The UK’s strategy for monitoring of the use of Huawei technology in UK telecoms networks is proving effective, according to a senior intelligence chief.
“Our regime is arguably the toughest and most rigorous oversight regime in the world for Huawei,” said Ciaran Martin, head of the National Cyber Security Center in a speech in Brussels. “And it is proving its worth,” he said.
Huawei has grown rapidly in recent years but has also become the focus of concerns in some western countries about the growing role of Chinese technology in critical national infrastructure. Australia and New Zealand have blocked Huawei from their 5G networks on national security grounds, and the US has long voiced suspicions about the networking giant, banning it from government contracts back in 2014. Huawei has insisted it would never spy on its customers at the request of China.
Pressure from the US on its allies, including the UK, to dump Huawei has increased in recent months. The UK government is currently looking at the issue of 5G security with a review expected to be published in the spring which could include a decision on whether Huawei technology can be used in future 5G networks. The decision that the UK will be watched closely by other nations undecided about the direction of their own policy on Huawei.
Martin said: “Everything is on the table. Contrary to some reporting no decisions have been taken.”
Martin would not be drawn on whether the US has provided any new evidence about Huawei’s activities but said under the oversight board report process he would be obliged to report evidence of deliberately malevolent activity by Huawei and said “we have yet to have to do that.”
Until very recently the UK has been a solid market for Huawei and for nearly two decades its technology has been used in mobile and fixed networks. But recently even UK operators have been distancing themselves from the Chinese telecoms giant. In December, EE said it would not be using Huawei equipment in the core of its 5G network and was in the process of removing its hardware from the core of its 3G and 4G networks. Vodafone said it would ‘pause’ the deployment of Huawei kit in its core network.
One of the conditions for the use of Huawei equipment in UK networks has been oversight of its technology. For example, the UK established the Huawei Cyber Security Evaluation Centre in Oxfordshire, which examines Huawei kit for potential security flaws.
Martin said the way the NCSC is handling Huawei’s presence in UK telecoms networks was an example of its mitigation framework, arguing that it is subject to “detailed, formal oversight”.
“Because of our 15 years of dealings with the company and ten years of a formally agreed mitigation strategy which involves detailed provision of information, we have a wealth of understanding of the company,” he said, noting that Huawei kit is not deployed in any sensitive networks.
Last summer the board that oversees the security of Huawei products used in UK networks warned that it had identified shortcomings in Huawei’s engineering processes that had “exposed new risks in the UK telecommunication networks and long-term challenges in mitigation and management”. The company has promised to address the issues, admitting they may take years to fix.

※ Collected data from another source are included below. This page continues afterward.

PR #94, opened 2022-01-19
docs: healer controller design proposal

pkalever:
Signed-off-by: Prasanna Kumar Kalever \<prasanna.kalever@redhat.com\>

### DIFF
--- a/docs/design/proposals/healer-controller.md
+++ b/docs/design/proposals/healer-controller.md
@@ -1,0 +1,42 @@
+# Introduction
+There is [external health monitoring](https://github.com/kubernetes-csi/external-health-monitor/) which does mostly similar stuff, but actions are not in the scope of it, all it can do is log the health condition of the mounts.
+
+# Volume Healer Controller
+
+**Now the obvious question we expect is "what do we achieve with the new controller?"**
+* Achieve a way to monitor the health of volumes.
+* We currently do not have a way to act on failed volumes. Once the controller detects that the volume is not healthy, it will have an opportunity to act on it. For example userspace mounters such as NBD has a process running per volume, this controller should ideally help restart such processes in case if they are not-started or crashed.
+* This will be a generic controller design for any mounters added in the future, for userspace mounters it will offer healing in addition, like restarting the respective processes if the volume goes abnormal. Some example userspace mounters would be rbd-nbd, cephfs-fuse, etc.
+
+# Details
+
+                    .-------------------.
+                    |     CSI-Addons    |
+                    | Healer Controller |
+                    '-------------------'
+                              |
+                              | gRPC
+                              |
+            .---------+------------------------------.
+            |         |                              |
+            |  .------------.        .------------.  |
+            |  | CSI-Addons |  gRPC  |    CSI     |  |
+            |  |  side-car  |--------| NodePlugin |  |
+            |  '------------'        '------------'  |
+            | CSI-driver Pod                         |
+            '----------------------------------------'
+
+## CSI-Addons Healer Controller
+* The healer controller will be implemented as part of the CSI-Addons controller. It will trigger controller RPC to check the health condition of the CSI volumes.
+* Watch for the `CSIAddonsNode` object, if the object is created/modified by the side-car do below operations
+    * Once the connection is established, fetch the capabilities list and check for nodes that supports `VOLUME_HEALER` capability
+    * Fetch all the VolumeAttachment` list
+    * Filter the `VolumeAttachment` list through matching driver name, node name and status attached
+    * For each `VolumeAttachment` get the respective PersistentVolume information and check the criteria of PersistentVolume Bound (also we can have configuration options like mounter type)
+    * Send the RPC request for side-car to check if the volume is healthy along with the PersistentVolume details and may attempt to heal the volume if it is found abnormal
+    * Log the final response returned from the side-car
+
+## CSI-Addons side-car
+* When a nodeplugin pod is restarted the side-car will create [CSIAddonsNode](https://github.com/csi-addons/kubernetes-csi-addons/blob/main/api/v1alpha1/csiaddonsnode_types.go) object.
+* The side-car works as relay, upon receiving a RPC call from healer controller, the CSI-Addons side-car will then send a VolumeMonitor request to CSI driver. The request contains some internal details like secrets, staging path, volume-id etc.
+* Upon receiving the VolumeMonitor request, the CSI driver check volume's mounting conditions, in case if any volume condition is reported abnormal, it may act on it by performing required healing and finally returns back the response to the controller.


pkalever:
As discussed, had opened https://github.com/ceph/ceph-csi/issues/2794 for the `VOLUME_CONDITION` capability.
Please comment below if we can split this into more granular parts.

docs/design/proposals/healer-controller.md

“We will monitor and report on progress and we will not declare the problems are on the path to being solved unless and until there is clear evidence that this is the case,” said Martin. “We will not compromise on the improvements we need to see from Huawei.”
Martin said that securing 5G is going to be particularly important, given the sorts of networks dependent on it, running anything from autonomous vehicles to smart cities.
For example, Martin said that where the supplier of the technology based was only one factor in terms of security, pointing out that last year his agency blamed Russia for attacks on UK telecoms networks and noting: “As far as we know, those networks didn’t have any Russian kit in them, anywhere. The techniques the Russians used to target those networks were looking for weaknesses in how they were architected and how they were run.”
He said that of the 1,200 significant cyber security incidents the NCSC has managed, the country of origin of technology suppliers has not featured among the main causes for concern in how these attacks were carried out.
Martin said there was a need for higher standards of cyber security across the entire telecommunications sector. “The market does not currently incentivise good cyber security,” he said. He also said networks have to be more resilient. “We must assume that a global supply chain will have multiple vulnerabilities, whether intentional or, more likely, unintentional. Networks are built by human beings and human beings make mistakes. No network can be totally safe.”
While it will be for ministers to take the final decision about whether to allow Huawei kit to be used in 5G networks, the NCSC seems to be indicating that any risk from Huawei can be managed and that banning it might have unpredictable consequences.
Martin he also warned that a market with a small number of suppliers — which would be one result of any ban on Huawei — could also put security at risk because a company with an “excessively dominant market position” would have no incentive to take cyber security seriously, and would also become the prime target of hackers.
“If you’ve built a telecommunications network in a way that the compromise of one supplier can cause catastrophic national harm, then you’ve built it the wrong way,” he said.